Write out, precisely and in full, each line of the material.

INPUT DATA>
........
PR #602, opened 2022-10-26
Implement generators and ast for questdb

SuriZhang:
A couple generators are implemented in this PR along with ASTs.
In this version, 
- only INT, FLOAT, BOOLEAN and NULL types are supported;
- CREATE TABLE, TRUNCATE TABLE and ALTER TABLE (only add or drop index) are tested;
- 1 bug report has been filed to QuestDB https://github.com/questdb/questdb/issues/2689


src/sqlancer/questdb/gen/QuestDBTableGenerator.java
```diff
@@ -27,13 +35,24 @@ public SQLQueryAdapter getQuery(QuestDBGlobalState globalState) {
             sb.append(" ");
             sb.append(columns.get(i).getType());
         }
-        sb.append(");");
+        sb.append(")");
+        // test index at Create Table - bug report already submitted
```
mrigger, line 39: Could you please adopt the pattern described at https://github.com/sqlancer/sqlancer/blob/master/CONTRIBUTING.md#unfixed-bugs to ignore unfixed bugs?

mrigger (commented):
Almost ready to merge. Could you please have a look at my inline comment?

src/sqlancer/questdb/gen/QuestDBTableGenerator.java
SuriZhang: fixed

PR #606, opened 2022-11-04
Add QuestDB to supported DBMS

SuriZhang:
Add QuestDB to supported DBMS in README


mrigger (approved):
LGTM, thanks! If you have time, it would be great if you could also add a CI test to ensure that your implementation does not break during future refactorings (e.g., see https://github.com/sqlancer/sqlancer/blob/master/.github/workflows/main.yml#L97).

PR #607, opened 2022-11-04
[ClickHouse] Updated clickhouse-jdbc and reworked expression generation

qoega:
- Added functions support. 
- Added tables aliases that change how column is addressed - required for JOINs etc.
- Added JOIN clause generation.
- Added tests for Operators visitor
- Updated clickhouse-jdbc driver
- Added support for Bool type

PS. Almost rewrote everything as there was really low probability to generate correct JOIN ON clause and table aliases were not used for column names.
Simplest example is something like
``` 
SELECT left.c0, right.c0
FROM t0 AS left
INNER JOIN t0 as right
ON left.c1 = right.c1
```
Here you in `fetchColumns` I needed table alias. And ON is not a simple expression, even not a binary comparison with `EQUALS` as there single `=` is used and left and right sides should use columns from different columns. 
It become even worse when you have several JOINs - you can use any column from previous joined tables, but it is better to not lose table alias anyway.


mrigger (approved):
LGTM, thanks a lot!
........
OUTPUT FOR THIS TASK>
PR #602, opened 2022-10-26
Implement generators and ast for questdb

SuriZhang:
A couple generators are implemented in this PR along with ASTs.
In this version, 
- only INT, FLOAT, BOOLEAN and NULL types are supported;
- CREATE TABLE, TRUNCATE TABLE and ALTER TABLE (only add or drop index) are tested;
- 1 bug report has been filed to QuestDB https://github.com/questdb/questdb/issues/2689


src/sqlancer/questdb/gen/QuestDBTableGenerator.java
```diff
@@ -27,13 +35,24 @@ public SQLQueryAdapter getQuery(QuestDBGlobalState globalState) {
             sb.append(" ");
             sb.append(columns.get(i).getType());
         }
-        sb.append(");");
+        sb.append(")");
+        // test index at Create Table - bug report already submitted
```
mrigger, line 39: Could you please adopt the pattern described at https://github.com/sqlancer/sqlancer/blob/master/CONTRIBUTING.md#unfixed-bugs to ignore unfixed bugs?

mrigger (commented):
Almost ready to merge. Could you please have a look at my inline comment?

src/sqlancer/questdb/gen/QuestDBTableGenerator.java
SuriZhang: fixed

PR #606, opened 2022-11-04
Add QuestDB to supported DBMS

SuriZhang:
Add QuestDB to supported DBMS in README


mrigger (approved):
LGTM, thanks! If you have time, it would be great if you could also add a CI test to ensure that your implementation does not break during future refactorings (e.g., see https://github.com/sqlancer/sqlancer/blob/master/.github/workflows/main.yml#L97).

PR #607, opened 2022-11-04
[ClickHouse] Updated clickhouse-jdbc and reworked expression generation

qoega:
- Added functions support. 
- Added tables aliases that change how column is addressed - required for JOINs etc.
- Added JOIN clause generation.
- Added tests for Operators visitor
- Updated clickhouse-jdbc driver
- Added support for Bool type

PS. Almost rewrote everything as there was really low probability to generate correct JOIN ON clause and table aliases were not used for column names.
Simplest example is something like
``` 
SELECT left.c0, right.c0
FROM t0 AS left
INNER JOIN t0 as right
ON left.c1 = right.c1
```
Here you in `fetchColumns` I needed table alias. And ON is not a simple expression, even not a binary comparison with `EQUALS` as there single `=` is used and left and right sides should use columns from different columns. 
It become even worse when you have several JOINs - you can use any column from previous joined tables, but it is better to not lose table alias anyway.


mrigger (approved):
LGTM, thanks a lot!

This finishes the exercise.